Google: Memory Bug Caused Google Docs Cloud Outage
The Wednesday Google Docs cloud outage, which made Google Document Lists, Google Documents, Google Drawings and Google Apps Scripts inaccessible for the majority of Google Apps users, was caused by a change that had been designed to improve real-time collaboration within the document list. That change exposed a memory management bug, Google Engineering Director Alan Warren wrote in a blog post detailing the Google Docs outage.
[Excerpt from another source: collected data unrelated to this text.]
PR #1039, opened 2021-01-07
Better way of handling errors in hooks

PiotrKozlowski:
for: https://github.com/openstax/unified/issues/1354


src/app/content/highlights/hooks/loadMore.ts
```diff
@@ -56,10 +54,13 @@ export const hookBody: ActionHookBody<
     try {
       highlights = await loadMore(services, summaryPageSize);
     } catch (error) {
-      Sentry.captureException(error);
-      services.dispatch(addToast(toastMessageKeys.higlights.failure.popUp.load, {destination: 'myHighlights'}));
       services.dispatch(toggleSummaryHighlightsLoading(false));
-      return;
+
+      if (error instanceof CustomApplicationError) {
```
TomWoodward, line 59: you're doing this if check a lot, i feel like we could do something to streamline it like:

```ts
// not loving the name, maybe something better
throw CustomApplicationError::check(error, new HighlightPopupLoadError({ destination: 'myHighlights' }));
```

```ts
export class CustomApplicationError extends Error {
  public static function check(error: any, customError: CustomApplicationError) {
    if (error instanceof CustomApplicationError) {
      return error;
    }
    return customError;
  }
}
```

or something

src/app/content/highlights/hooks/locationChange.ts
```diff
@@ -41,12 +40,11 @@ const hookBody = (services: MiddlewareAPI & AppServices) => async(action?: AnyAc
...
-    Sentry.captureException(error);
-
-    if (action && action.type !== getType(receivePageFocus)) {
-      dispatch(addToast(toastMessageKeys.higlights.failure.load, {destination: 'page', shouldAutoDismiss: false}));
+    if (action && action.type !== getType(receivePageFocus) && !(error instanceof CustomApplicationError)) {
+      throw new HighlightLoadError({ destination: 'page', shouldAutoDismiss: false });
     }
-    return;
+
+    throw error;
```
TomWoodward, line 47: because of the extra conditions you don't necessarily know this is a `CustomApplicationError` at this point

src/app/content/highlights/hooks/printHighlights.ts
```diff
@@ -1,22 +1,25 @@
...
-import { toastMessageKeys } from '../../../notifications/components/ToastNotifications/constants';
 import { ActionHookBody, AppServices, MiddlewareAPI, Unpromisify } from '../../../types';
-import { actionHook, assertWindow } from '../../../utils';
+import { actionHook, assertWindow, CustomApplicationError } from '../../../utils';
 import { printSummaryHighlights, receiveSummaryHighlights, toggleSummaryHighlightsLoading } from '../actions';
+import { HighlightPopupPrintError } from '../errors';
 import { myHighlightsOpen } from '../selectors';
 import { loadMore, LoadMoreResponse } from './loadMore';
 
+let waitingForPromiseCollector = false;
```
TomWoodward, line 8: what is the purpose of this flag? global flag like this seems worrying to me

src/app/content/highlights/hooks/updateHighlight.ts
```diff
@@ -15,20 +13,22 @@ export const hookBody: ActionHookBody<typeof updateHighlight> =
...
 
+      dispatch(updateHighlight(meta.preUpdateData, {...meta, revertingAfterFailure: true}));
+
+      if (error instanceof CustomApplicationError) {
+        throw error;
+      }
+
       if (payload.highlight.color && oldColor !== payload.highlight.color) {
-        dispatch(addToast(toastMessageKeys.higlights.failure.update.color, {destination}));
+        throw new HighlightUpdateColorError({ destination });
```
TomWoodward, line 28: i'm just now thinking... shouldn't each error type always know what its destination should be? does that have to be defined on the fly?

src/app/content/studyGuides/hooks/printStudyGuides.ts
```diff
@@ -1,22 +1,25 @@
...
-import { toastMessageKeys } from '../../../notifications/components/ToastNotifications/constants';
 import { ActionHookBody, AppServices, MiddlewareAPI, Unpromisify } from '../../../types';
-import { actionHook, assertWindow } from '../../../utils';
+import { actionHook, assertWindow, CustomApplicationError } from '../../../utils';
+import { StudyGuidesPopupPrintError } from '../../highlights/errors';
 import { printStudyGuides, receiveSummaryStudyGuides, toggleStudyGuidesSummaryLoading } from '../actions';
 import { studyGuidesOpen } from '../selectors';
 import { loadMore, LoadMoreResponse } from './loadMore';
 
+let waitingForPromiseCollector = false;
```
TomWoodward, line 8: still worried about this

src/helpers/applicationMessageError.ts
```diff
@@ -0,0 +1,19 @@
+import { ToastMeta } from '../app/notifications/types';
+
+export class ApplicationMesssageError extends Error {
```
TomWoodward, line 3: this could extend `CustomApplicationError`

TomWoodward (changes requested):

src/helpers/applicationMessageError.ts
jarosik10: But don't we separate `CustomApplicationError`s from ones created with `makeApplicationError`?

src/app/notifications/types.ts
```diff
@@ -27,6 +27,11 @@ export interface ToastNotification {
   shouldAutoDismiss: boolean;
 }
 
+export interface ToastMeta {
+  destination: ToastNotification['destination'];
+  shouldAutoDismiss?: boolean;
+}
+
```
jarosik10, line 34: `ToastNotification` extends `ToastMeta` will be handled in a different PR?

src/app/content/highlights/hooks/createHighlight.ts
```diff
@@ -16,10 +14,13 @@ export const hookBody: ActionHookBody<typeof createHighlight> =
     try {
       await highlightClient.addHighlight({highlight: payload});
     } catch (error) {
-      Sentry.captureException(error);
-
-      dispatch(addToast(toastMessageKeys.higlights.failure.create, {destination}));
       dispatch(receiveDeleteHighlight(payload as unknown as Highlight, {...meta, revertingAfterFailure: true}));
+
+      if (error instanceof CustomApplicationError) {
```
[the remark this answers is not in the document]
PiotrKozlowski: I've marked `UnauthenticatedError` and `BookNotFoundError` as `CustomApplicationError`
If we would add any new errors to the API clients then it would be handled by this if statement

src/app/content/highlights/hooks/updateHighlight.ts
PiotrKozlowski: In some cases `destination` is taken from the selector (we are checking if MH popup is open or not) so we could replace this with:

"Every time a Google Doc is modified, a machine looks up the servers that need to be updated," Warren explained. "Due to the memory management bug, the lookup machines didn't recycle their memory properly after each lookup, causing them to eventually run out of memory and restart. While they restarted, their load was picked up by the remaining lookup machines -- making them run out of memory even faster. This meant that eventually the servers couldn't properly process a large fraction of the requests to access document lists, documents, drawings and scripts which led to the outage you saw on Wednesday."
Warren wrote that Google's automated monitoring noticed that attempts to access documents were failing at an increased rate and Google was alerted a minute later when the failure rate increased sharply. Once engineers realized the problem was connected to the feature change, they started rolling it back. That occurred 23 minutes after the first alert, Warren wrote. At the same time, Google doubled the capacity of the lookup service to soften the impact of the memory management bog. That rollback completed 24 minutes later and 5 minutes after that the outage was over.
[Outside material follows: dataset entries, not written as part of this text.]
PR #1379, opened 2021-11-09
Update key term results logic; add check for accepted search doc types

bethshook:
for: openstax/unified#1751


src/app/content/search/utils.ts
```diff
@@ -222,7 +236,9 @@ export const getFilteredResults = (searchResults: SearchResult) => ({
   ...searchResults,
   hits: {
     ...searchResults.hits,
-    hits: searchResults.hits.hits.filter((hit) => !matchKeyTermHit(hit) || !!hit.highlight.title)},
+    hits: searchResults.hits.hits.filter((hit) =>
+      matchAcceptedDocTypeHit(hit) && (!matchKeyTermHit(hit) || !!hit.highlight.title)
```
bethshook, line 240: In the future, when we're no longer receiving key terms results we don't want, we can just rely on the first condition

TomWoodward: leave this in a code comment

src/app/content/search/utils.ts
```diff
@@ -152,7 +158,12 @@ export const highlightResults = (
       return {result: hit, highlights: {}};
     }
 
-    const hitHighlights = hit.highlight.visibleContent.map((highlightText, index) => {
+    // necessary for correct search highlighting of key term results
+    if (isKeyTermHit(hit) && hit.highlight.title) {
```
TomWoodward, line 162: long term i don't think this is the right way to do this, but we can do it for now. if we were to develop different element types that we search each might have different logic for how it becomes highlighted.

TomWoodward (approved):

PR #1387, opened 2021-11-23
Writing guide content icons

bethshook:
for: openstax/unified#1724


jarosik10 (commented):
@bethshook 
So we want the icons the be in the next, not next to the text?
obraz
obraz

TomWoodward:
Yea we iterated on the layout because our margins are smaller than the pdf.
Larissa approved the design with them inline at the beginning of the
paragraph

generic-styles/index.less
```diff
@@ -79,14 +79,18 @@ body {
   }
 
   span {
+    &.os-icons {
+      display: flex;
+      float: left;
+    }
```
jarosik10, line 85: These styles are no longer applied, because `.os-icons` wrapper is a `div`.

jarosik10 (changes requested):

generic-styles/index.less
bethshook: That's right - CE is going to update the structure so it will work once we have a new pipeline.

bethshook: New structure ([per this PR](https://github.com/openstax/recipes/pull/165/files)):
```
<p class="annotation dreaming-icon" id="auto_88eb0fc4-6144-4c92-84ff-56f8f811e4f7_para-00005">
   <span class="os-icons">
      <span aria-label="Generating and capturing ideas icon" class="dreaming-icon" role="img" title="Generating and capturing ideas icon"></span>
   </span>
   <span class="os-text">In other words, the more you write, the more confidence you will have in your voice and your writing.</span>
</p>
```

jarosik10 (approved):

PR #1388, opened 2021-11-30
Fine tune content reference matching

bethshook:
for: openstax/unified#1759

### DIFF
--- a/src/app/content/utils.ts
+++ b/src/app/content/utils.ts
@@ -36,8 +36,8 @@ const referenceRegex = `(?<matchPath>((${pathRegex})|(${hashRegex})))`;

Warren said that Google is scrutinizing the timeline of the Google Docs outage and is putting in place steps to avoid a future cloud outage and decrease the amount of time needed to discover and fix any problems that arise. Google is also working to limit the scope that any single problem can have.
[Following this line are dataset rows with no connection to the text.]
PR #1398, opened 2021-12-17
Prerender workers

Dantemss:
For: https://github.com/openstax/unified/issues/1797

Instructions:
1. Deploy the infrastructure stack in https://github.com/openstax/unified-deployment/pull/239 (already done in the sandbox)
2. `cd rex-web`
3. Export the following environment variables (you can save this as .env.local for example, then source it):
```
export REACT_APP_CODE_VERSION="test"
export REACT_APP_RELEASE_ID="test/2022-01-12"
export PUBLIC_URL="/rex/releases/$REACT_APP_RELEASE_ID"
export REACT_APP_ENV="production"
export PRERENDER_IMAGE_TAG=$(tr / - <<< $REACT_APP_RELEASE_ID)
```
4. Build and tag an image for the prerender target: `docker build . --target prerender -t 373045849756.dkr.ecr.us-east-2.amazonaws.com/rex:$PRERENDER_IMAGE_TAG`
5. Login to ECR: `aws ecr get-login-password --region us-east-2 | docker login --username AWS --password-stdin 373045849756.dkr.ecr.us-east-2.amazonaws.com`
6. To assume the Builder and Manager roles, you'd need to modify the openstax-users account, but you can use `sandbox:full-admin` instead.
7. As the Builder role (or full-admin), push the image: `docker push 373045849756.dkr.ecr.us-east-2.amazonaws.com/rex:$PRERENDER_IMAGE_TAG`
8. As the Manager role (or full-admin), run: `yarn prerender:fleet`


Dantemss:
Not entirely sure where the `src/app/navigation` changes are from... maybe I need to rebase something?
Also this changes one thing in the actual build if merged which is `verify-production-urls`. It should work, but I haven't tested it with Concourse so we'd have to test.

Dantemss:
The navigation changes were actually in the lambda PR... if they don't belong let me know and I can take them out.

script/prerender-workers/work.ts
```diff
@@ -0,0 +1,262 @@
...
+    return worker;
+  } else {
+    // console.log('All worker threads busy; main thread waiting for available worker thread');
+
+    // Return a promise that will be resolved when pushWorker is called
+    return new Promise<SQSWorker>((resolve) => { resolveWorkerPromises.push(resolve); });
+  }
+}
+
+async function sqsHeartbeat(messages: Message[]) {
```
TomWoodward, line 139: what is sqs heartbeat?

script/server/index.ts
```diff
@@ -6,6 +6,8 @@ import serveStatic from 'serve-static';
 import config from '../../src/config';
 import setupProxy from '../../src/setupProxy';
 
+export { Server } from 'http';
```
TomWoodward, line 9: whats this for?

TomWoodward (changes requested):

Dockerfile
```diff
@@ -26,11 +26,25 @@ RUN curl -o- https://raw.githubusercontent.com/nvm-sh/nvm/v0.35.3/install.sh | b
...
+
+# Docker trickery so we can reuse the yarn install layer until package.json or yarn.lock change
+COPY package.json yarn.lock /code/
+WORKDIR /code
+RUN yarn install
+
+COPY . /code
+RUN yarn build
+
+ENTRYPOINT ["yarn"]
```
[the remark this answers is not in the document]
Dantemss: My intention was for the ENTRYPOINT and CMD to apply only to the prerender target, which is not used in the CI, but you are right that I have not tested if that is true. I'll see if I can test that this is the case.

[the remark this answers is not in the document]
Dantemss: I have tested and confirmed that ENTRYPOINT and CMD apply only to the prerender target:

- When building an image with `docker build .` then running `docker run image-id` I get no message and exit code 0.
- When building an image with `docker build .` then running `docker run image-id echo Hello` I get `Hello`.
- When building an image with `docker build . --target prerender` then running `docker run image-id`, I get a process running `yarn prerender:work`
- When building an image with `docker build . --target prerender` then running `docker run image-id help`, I get yarn's help message

concourse/prerender-workers/script.bash
```diff
@@ -0,0 +1,18 @@
+#!/bin/bash -eux
```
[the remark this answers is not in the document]
Dantemss: I'll take it out and make a new PR

concourse/verify-production-urls/script.bash
```diff
@@ -6,14 +6,29 @@ production_url=https://openstax.org
 work_dir=$(pwd)
 failed=0
 
-release_id=$(curl -s "${production_url}/rex/environment.json" | jq .release_id -r)
```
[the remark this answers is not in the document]
Dantemss: I separated this into another PR and I'll continue to refactor it to move it after the uploads and to look at the buckets only. But for the purposes of this PR, it's been removed, so done.

script/prerender-workers/cfn.yml
```diff
@@ -0,0 +1,209 @@
+AWSTemplateFormatVersion: 2010-09-09
```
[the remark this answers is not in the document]
Dantemss: I pinged him, waiting for an answer.

script/prerender-workers/manage.ts
```diff
@@ -0,0 +1,396 @@
...
+// This is insurance in case this process gets stuck or crashes without deleting the workers stack
+const PRERENDER_TIMEOUT_SECONDS = 1800;
+
+// Abort the build if the workers stack is not ready after this many seconds
+const WORKERS_DEPLOY_TIMEOUT_SECONDS = 120;
+
+const BUCKET_NAME = process.env.BUCKET_NAME || 'sandbox-unified-web-primary';
+const BUCKET_REGION = process.env.BUCKET_REGION || 'us-east-1';
+const PUBLIC_URL = process.env.PUBLIC_URL || `/rex/releases/${RELEASE_ID}`;
+const RELEASE_ID_SUFFIX = RELEASE_ID.split('/', 2)[1];
```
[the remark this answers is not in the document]
Dantemss: Yeah the ECR repo doesn't like the slashes

script/prerender-workers/manage.ts
```diff
@@ -0,0 +1,396 @@
...
+        ParameterKey: 'CodeVersion',
+        ParameterValue: CODE_VERSION,
+      },
+      {
+        ParameterKey: 'PublicUrl',
+        ParameterValue: PUBLIC_URL,
+      },
+      {
+        ParameterKey: 'ReleaseIdSuffix',
+        ParameterValue: RELEASE_ID_SUFFIX,
```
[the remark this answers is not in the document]
Dantemss: The worker uploads using BUCKET_REGION, BUCKET_NAME and PUBLIC_URL, so I guess that knowledge is included in the PUBLIC_URL.

script/server/index.ts
Dantemss: Probably a leftover from when I was using the proxy. I'll take it out.

script/prerender-workers/work.ts
Dantemss: I should probably write this as a comment in there :)

script/prerender-workers/contentPages.tsx
```diff
@@ -0,0 +1,254 @@
...
+import { Link, Meta } from '../../src/app/head/types';
+import * as navigationSelectors from '../../src/app/navigation/selectors';
+import { AnyMatch } from '../../src/app/navigation/types';
+import { matchPathname } from '../../src/app/navigation/utils';
+import { AppState } from '../../src/app/types';
+import { assertDefined } from '../../src/app/utils';
+import FontCollector from '../../src/helpers/FontCollector';
+import { readAssetFile } from './fileUtils';
+
+export type BookMatch = {
```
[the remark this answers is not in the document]
Dantemss: I combined the prerender-workers into the old prerender folder, hopefully without modifying any of the old behavior.

script/prerender-workers/thread.ts
```diff
@@ -0,0 +1,146 @@
...
+        break;
+      }
+      case 'sitemap': {
+        const payload = task.payload as SitemapPayload;
+        const pages = payload.pages.map((page: SerializedPageMatch) => deserializePage(page));
+        const items = await asyncPool(MAX_CONCURRENT_CONNECTIONS, pages, async(page) => {
+          const archivePage = await getArchivePage(page);
+          return getSitemapItemOptions(archivePage, matchPathname(page));
+        });
+        await renderSitemap(payload.slug, items);
```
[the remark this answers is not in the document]
Dantemss: Moved them into separate functions and changed to a map of task types to functions instead of a switch statement.

script/prerender/fileUtils.ts
```diff
@@ -42,3 +47,34 @@ export const createDiskCache = <K extends string, V>(prefix: string): Cache<K, V
     },
   };
 };
+
+let s3Client: S3Client | undefined;
+
+async function writeS3File(contentType: string, filepath: string, contents: string) {
+  let basePath = assertDefined(process.env.PUBLIC_URL, 'PUBLIC_URL environment variable not set');
+  if (basePath[0] === '/') { basePath = basePath.slice(1); }
+  const key = `${basePath}${filepath}`;
```
TomWoodward, line 56: the presence of this logic makes the function more than just writing files to s3, there aren't a lot of rexy files outside of the release directories but there are some, it would be nice to separate this logic into like... `writeS3File` and `prefixReleasePath` or something

script/prerender/fileUtils.ts
```diff
@@ -42,3 +47,34 @@ export const createDiskCache = <K extends string, V>(prefix: string): Cache<K, V
...
+  return s3Client.send(new PutObjectCommand({
+    Body: contents,
+    Bucket: process.env.BUCKET_NAME,
+    CacheControl: 'max-age=0',
+    ContentType: contentType,
+    Key: key,
+  }));
+}
+
+export const writeS3HtmlFile = writeS3File.bind(null, 'text/html');
```
TomWoodward, line 79: i'd have done this with function scope, with a semi curried function, rather than bind and messing around with the whole `this` context

i think that is just personal preference though i don't know if there is necessarily anything wrong with doing it this way

script/prerender/manage.ts
```diff
@@ -0,0 +1,397 @@
+// tslint:disable:no-console
+
+/*
+  Manages a fleet of spot instances
+  Creates a cloudformation stack with a spot fleet and SQS queues, preloads all the book ToCs,
+  queues up each page in the queue to be prerendered, and deletes the stack at the end
+*/
+
+import './setup';
```
TomWoodward, line 9: if this file isn't rendering any react code it probably doesn't need this setup thing

script/prerender/manage.ts
```diff
@@ -0,0 +1,397 @@
...
+// This is insurance in case this process gets stuck or crashes without deleting the workers stack
+const PRERENDER_TIMEOUT_SECONDS = 1800;
+
+// Abort the build if the workers stack is not ready after this many seconds
+const WORKERS_DEPLOY_TIMEOUT_SECONDS = 120;
+
+const BUCKET_NAME = process.env.BUCKET_NAME || 'sandbox-unified-web-primary';
+const BUCKET_REGION = process.env.BUCKET_REGION || 'us-east-1';
+const PUBLIC_URL = process.env.PUBLIC_URL || `/rex/releases/${RELEASE_ID}`;
+const RELEASE_ID_SUFFIX = RELEASE_ID.split('/', 2)[1];
```
TomWoodward, line 62: this doesn't really have any value when split out, i think it would make more sense to string replace the blocked characters rather than just using the last bit

script/prerender/manage.ts
```diff
@@ -0,0 +1,397 @@
...
+let bookLoader: ReturnType<typeof makeUnifiedBookLoader>;
+
+let resolveWorkQueuePromise: (workQueueUrl: string) => void;
+const workQueuePromise = new Promise<string>((resolve) => { resolveWorkQueuePromise = resolve; });
+
+let timeoutDate: Date;
+let numBooks = 0;
+let numPages = 0;
+
+async function renderManifest() {
```
TomWoodward, line 80: this is duplicated from `script/prerender/prerender.tsx`

script/prerender/manage.ts
```diff
@@ -0,0 +1,397 @@
...
+        ParameterKey: 'PublicUrl',
+        ParameterValue: PUBLIC_URL,
+      },
+      {
+        ParameterKey: 'ReleaseIdSuffix',
+        ParameterValue: RELEASE_ID_SUFFIX,
+      },
+      {
+        ParameterKey: 'ValidUntil',
+        ParameterValue: `${timeoutDate.toISOString().slice(0, -5)}Z`,
```
TomWoodward, line 123: what are you slicing off the end here? the zone? why?

script/prerender/manage.ts
```diff
@@ -0,0 +1,397 @@
...
+  const numBookPages = pages.length;
+  numPages += numBookPages;
+
+  // Wait until the work queue is ready
+  const workQueueUrl = await workQueuePromise;
+
+  console.log(`[${book.title}] Queuing ${numBookPages} book pages in batches of 10`);
+
+  for (let pageIndex = 0; pageIndex < pages.length; pageIndex += 10) {
+    const pageBatch = pages.slice(pageIndex, pageIndex + 10);
```
TomWoodward, line 161: you can use `'lodash/chunk'`

script/prerender/manage.ts
```diff
@@ -0,0 +1,397 @@
...
+
+    // If the entire request fails, this command will throw and be caught at the end of this file
+    // However, we also need to check if only some of the messages failed
+    const sendMessageBatchResult = await sqsClient.send(new SendMessageBatchCommand({
+      Entries: pageBatch.map((page, batchIndex) => ({
+        Id: batchIndex.toString(),
+        MessageBody: JSON.stringify({ payload: { page }, type: 'page' }),
```
TomWoodward, line 168: why the wrapping page key? is there something wrong with the payload just being the `{state, params}` object?

script/prerender/manage.ts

"We intend to take all these steps; some are not easy, but we're committed to keeping Google's services exceptionally reliable," Warren wrote. "In the meantime, rest assured that we take every outage very, very seriously, and as always we'll post a full incident report of what happened to the Apps Dashboard once our investigation is complete. Again, we apologize for the inconvenience and frustration which the outage has caused."
The Google Docs outage last week was the first of a pair of high profile cloud outages. Later in the week -- late Thursday into Friday -- Microsoft Office 365 and some Windows Live online services like Hotmail and SkyDrive were also knocked out of commission. Microsoft blamed that several-hour cloud outage on a DNS issue.